■ **To do**:
Lines below that hold the word "simple" must be copied in full.

-------- Data provided --------

PR #491, opened 2017-03-17
fix for parallel optimization

alexfeld:
fix `GP.optimize` method to match output from base class method

### DIFF
--- a/GPy/core/sparse_gp_mpi.py
+++ b/GPy/core/sparse_gp_mpi.py
@@ -88,9 +88,9 @@ class SparseGP_MPI(SparseGP):
     def optimize(self, optimizer=None, start=None, **kwargs):
         self._IN_OPTIMIZATION_ = True
         if self.mpi_comm==None:
-            super(SparseGP_MPI, self).optimize(optimizer,start,**kwargs)
+            ret = super(SparseGP_MPI, self).optimize(optimizer,start,**kwargs)
         elif self.mpi_comm.rank==0:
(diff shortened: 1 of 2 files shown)


GPy/core/sparse_gp_mpi.py
```diff
@@ -88,9 +88,9 @@ def optimizer_array(self, p):
     def optimize(self, optimizer=None, start=None, **kwargs):
         self._IN_OPTIMIZATION_ = True
         if self.mpi_comm==None:
-            super(SparseGP_MPI, self).optimize(optimizer,start,**kwargs)
+            ret = super(SparseGP_MPI, self).optimize(optimizer,start,**kwargs)
```
alexfeld, line 91: I'm not sure if this is the right course here. I've never used an MPI implementation so I'm unsure about how this would work. These modifications enable this class to be used with the python multiprocessing pool in the same way as the base GP class.

mzwiessele: @zhenwendai could you have a look?

mzwiessele:
Did you put some tests in place to test the parallel_optimize=True option? Just to make sure it runs in future versions and is being tested on the CI.

alexfeld:
Sorry for the delay. Yes, I did. I just added it to the PR

GPy/core/sparse_gp_mpi.py
zhenwendai: @mzwiessele, sorry that I didn't see this. It looks OK to me. It would not change the behavior of MPI.

PR #575, opened 2017-11-15
Trying to fix tests for Matplotlib plotting issue

alansaul:
Seeing whether the matplotlib backend import is the plotting test issue that reduces coverage.


alansaul:
Merging this. Although it 'breaks' the build, this is only due to miniconda using a more up to date matplotlib version which removed ImageComparisonFailure, this isn't even used in GPy.

PR #578, opened 2017-11-20
Fix EP for non-zero mean GP priors (binary classification)

pgmoren:


GPy/inference/latent_function_inference/expectation_propagation.py
```diff
@@ -81,35 +82,40 @@ def __init__(self, mu, Sigma, L=None):
         Sigma_diag = np.diag(self.Sigma)
         super(posteriorParams, self).__init__(mu, Sigma_diag)
 
-    def _update_rank1(self, delta_tau, ga_approx, i):
-        ci = delta_tau/(1.+ delta_tau*self.Sigma_diag[i])
-        DSYR(self.Sigma, self.Sigma[:,i].copy(), -ci)
-        self.mu = np.dot(self.Sigma, ga_approx.v)
+    def _update_rank1(self, mean_prior, delta_tau, delta_v, ga_approx, i):
```
alansaul: Does mean_prior need to be passed in if it is never used, is its effect somehow ? Maybe this is more general for other algorithms that are based off this posterior?

GPy/inference/latent_function_inference/expectation_propagation.py
```diff
@@ -244,48 +256,46 @@ def expectation_propagation(self, K, Y, likelihood, Y_metadata):
...
             assert self.ga_approx_old.v.size == num_data, "data size mis-match: did you change the data? try resetting!"
             ga_approx = gaussianApproximation(self.ga_approx_old.v, self.ga_approx_old.tau)
-            post_params = posteriorParams._recompute(K, ga_approx)
+            post_params = posteriorParams._recompute(mean_prior, K, ga_approx)
             diag.add(post_params.Sigma, 1e-7)
             # TODO: Check the log-marginal under both conditions and choose the best one
         return (ga_approx, post_params)
 
-    def _local_updates(self, num_data, cav_params, post_params, marg_moments, ga_approx, likelihood, Y, Y_metadata, update_order=None):
+    def _local_updates(self, mean_prior, K, num_data, cav_params, post_params, marg_moments, ga_approx, likelihood, Y, Y_metadata, update_order=None):
```
alansaul: Given the other comment, it's not clear to me how mean_prior is being used when doing local updates? Does it belong in here as well?

alansaul (commented):
Great this is totally needed! Just a couple of questions where its not quite clear why the mean_prior is passed in. Maybe an test on the posterior might be useful? Something really simple like a long length-scale GP, Gaussian likelihood, constant mean mean function, check that the posterior is approximately constant with that offset? We should probably make something like this a general test for all inference methods that have mean functions implemented just as a sanity check.

GPy/inference/latent_function_inference/expectation_propagation.py
pgmoren: It is not, and also K is not used. I was using them for debugging and somehow forgot to delete them. I will create a new pull request after amending this. Thanks a lot!

pgmoren:
Hi, I have amended the commit addressing your comments respect to the unused variables. Thanks :) I will think more about new unit test for EP and create a new pull request.

zhenwendai:
@alansaul, are you OK with merging this pull request?

alansaul:
Absolutely, please go ahead.

At some point we should try figure out a more robust way of testing the predictions of all the models with mean functions (GP, sparse GP, EP, Laplace - when I get it done) to make sure they are doing something sensible but lets leave it for now. There is a test included in this PR that checks that it at least isn't throwing an error, which is all we are testing for the other models with mean functions implemented.

zhenwendai:
Testing prediction with mean function is particularly hard, because GP could overwrite the mean function to fit data. 

One way that we could do is probably to compare with pre-recorded numbers.

Issue #81, opened 2013-09-20
Automatically converting lists,matrices to arrays?


jamesmcm:
When I first used GPy, I had a confusing problem where I was passing the labels as a list rather than a numpy array, this wasn't obvious (in that case with util.plot_latent ).

We could add code to automatically convert from other data types to the numpy arrays? Would this be recommended?

PR #579, opened 2017-11-23
Improve the documentation for LVMOGP

zhenwendai:


GPy/models/gp_multiout_regression.py
```diff
@@ -13,26 +13,28 @@
...
-    :type W_rank: integer
-    :param kernel_name: name of the kernel
-    :type kernel_name: string
+    Gaussian Process model for multi-output regression without missing data
+
+    This is an implementation of Latent Variable Multiple Output Gaussian Processes (LVMOGP) in [Dai et al. 2017].
+
+    Zhenwen Dai, Mauricio A. Álvarez and Neil D. Lawrence. Efficient Modeling of Latent Information in Supervised Learning using Gaussian Processes. In NIPS, 2017.
+
+    :param X: input observations. Numpy.ndarray
```
alansaul: For consistency with the rest of the doccing I've been doing, it would be good to specify the types like;
'''
:type X: np.ndarray (num_data x input_dim)
'''

etc. so that users know what shapes things should be (perhaps obvious for some, but less obvious for things like Z_row and qU_var_c_W_dim).

alansaul:
Looks great, thanks Zhenwen. Ideally you could add types to the input parameters otherwise it's good to be merged as far as I'm concerned.

I don't suppose there is a simplified notebook from the paper that we could use to show off some of the models features and how to use it is there? I'm trying to tidy up the rest of them and it would be great to have something for all the major models inside GPy.

zhenwendai:
I don't know whether we want to include the types for all the input arguments. Argument types do not contain much information, but make the documentation significantly longer, but let me know if you think we should include them.

It is a good idea to collect the notebooks for all the models. I plan to make a notebook demonstrating the usage of these two models. Where do we host them? I guess we will use the notebook repo?

mzwiessele:
I would say if the type is not obvious, or a class defined in GPy, the type should definitely be in the documentation, so the linking can be used and you can click through in the browser. 

Otherwise, great work! I am glad GPy goes forward again :)

The notebooks will be the website, as discussed earlier. So that everything GPy is in one place.

alansaul:
I agree there is positives and negatives to having type of inputs included (larger proportion of code is doc strings, but each is more informative).

Personally I would prefer to have the types specified so that new-comers can understand the code more easily (note these are only public facing functions that are being doc-stringed) and that is what I have been doing whilst documenting the code. I prefer the consistency of everything being documented as well, and that in some cases they help a lot. I can remove them if there is strong feelings that they shouldn't included for brevity of the code though.

Perhaps when I've finished (I'm obviously doing other things in the doc strings so its not a huge issue adding the types as I go along) you can take a look and decide whether they are useful or a hinderance.

Feel free to miss them out for this model for now, we can always add them later. Of course if they are only simple types, there is a middle ground of just doing:

```
:param float X_row:
```

Which doesn't really increase the amount of documentation but gives *some* information about the type. Having said that, I have no idea whether X_row is supposed to be a float or a certain shaped ndarray - I'm guessing np.ndarray (num_inputs x input_dim) ? - and that is kind of why I think types could help.

Notebooks for now will be hosted in SheffieldML/notebook as before, I am arranging notebooks of different types of models into different folders to help Tania with her notebook hosting code. Don't worry about this for now though just shove it in I will sort it when the new website it ready, I'll document the folder structure in due course when it is rolled out.

zhenwendai:
> Which doesn't really increase the amount of documentation but gives some information about the type. Having said that, I have no idea whether X_row is supposed to be a float or a certain shaped ndarray - I'm guessing np.ndarray (num_inputs x input_dim) ? - and that is kind of why I think types could help.

More information is definite helpful. I just wonder whether it is in the format of argument types, because it alone does not tell much. In this example, it contains not only a type but also a shape. It is not easy to specify a shape because it need contextual information such as what is num_inputs and what is input_dim, which is not explained at all. I think the best way is to give some examples, but it is time consuming to make and a bit overlapping with the role of notebooks.

mzwiessele:
I would like to put your attention to the old misunderstanding from #81, which was due to not specifying the proper input types. We decided back then, that the specification of types will reduce the amount of type checking immensly and relieve us of catching corner cases.

I think we should still hold on to these ideas, to reduce the load on us in the long run.

What do you think?

zhenwendai:
In this case, it makes sense to provide types. I will add types into the docstrings.

max-li-dd:
Hi @zhenwendai @alansaul @mzwiessele,

Thanks for the great software! I was wondering if there is notebook for the examples of LVMOGP?

Thanks,
Max

PR #585, opened 2017-12-18
modify the MLP kernel equation

YoshikawaMasashi:
Modify the MLP kernel equation in the document.


zhenwendai:
Thanks for the correction!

--------

■ **Reply to the task**:
Great this is totally needed! Just a couple of questions where its not quite clear why the mean_prior is passed in. Maybe an test on the posterior might be useful? Something really simple like a long length-scale GP, Gaussian likelihood, constant mean mean function, check that the posterior is approximately constant with that offset? We should probably make something like this a general test for all inference methods that have mean functions implemented just as a sanity check.
Feel free to miss them out for this model for now, we can always add them later. Of course if they are only simple types, there is a middle ground of just doing:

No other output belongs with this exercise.